==== Record set ====

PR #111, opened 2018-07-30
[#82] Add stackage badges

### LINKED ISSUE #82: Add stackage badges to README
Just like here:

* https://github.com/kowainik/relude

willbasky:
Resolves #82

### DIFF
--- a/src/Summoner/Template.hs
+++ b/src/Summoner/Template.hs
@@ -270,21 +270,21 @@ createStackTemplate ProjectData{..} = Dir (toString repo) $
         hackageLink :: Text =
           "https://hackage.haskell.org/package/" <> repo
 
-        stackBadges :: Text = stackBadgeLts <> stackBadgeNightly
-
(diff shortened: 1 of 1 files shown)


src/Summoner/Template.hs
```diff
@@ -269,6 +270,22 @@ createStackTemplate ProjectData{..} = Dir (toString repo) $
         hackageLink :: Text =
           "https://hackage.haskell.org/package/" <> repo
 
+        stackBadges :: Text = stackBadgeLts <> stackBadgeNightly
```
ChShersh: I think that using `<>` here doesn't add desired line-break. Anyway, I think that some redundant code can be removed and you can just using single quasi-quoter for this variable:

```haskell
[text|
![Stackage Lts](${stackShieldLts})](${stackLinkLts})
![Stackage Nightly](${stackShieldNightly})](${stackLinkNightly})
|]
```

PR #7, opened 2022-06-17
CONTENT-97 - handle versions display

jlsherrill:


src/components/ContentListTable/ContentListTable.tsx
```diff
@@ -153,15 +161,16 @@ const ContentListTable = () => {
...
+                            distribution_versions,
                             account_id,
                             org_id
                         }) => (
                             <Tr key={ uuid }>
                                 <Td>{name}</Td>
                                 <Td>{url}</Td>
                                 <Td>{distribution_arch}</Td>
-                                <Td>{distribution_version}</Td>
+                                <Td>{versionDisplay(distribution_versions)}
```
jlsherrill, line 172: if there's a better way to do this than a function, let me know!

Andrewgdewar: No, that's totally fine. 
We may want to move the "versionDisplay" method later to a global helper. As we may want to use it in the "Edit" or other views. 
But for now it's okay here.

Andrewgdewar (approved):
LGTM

====

(Exercise description):
Pull out every line of the records above that contains the word "createStackTemplate".

(Response box):
@@ -270,21 +270,21 @@ createStackTemplate ProjectData{..} = Dir (toString repo) $
@@ -269,6 +270,22 @@ createStackTemplate ProjectData{..} = Dir (toString repo) $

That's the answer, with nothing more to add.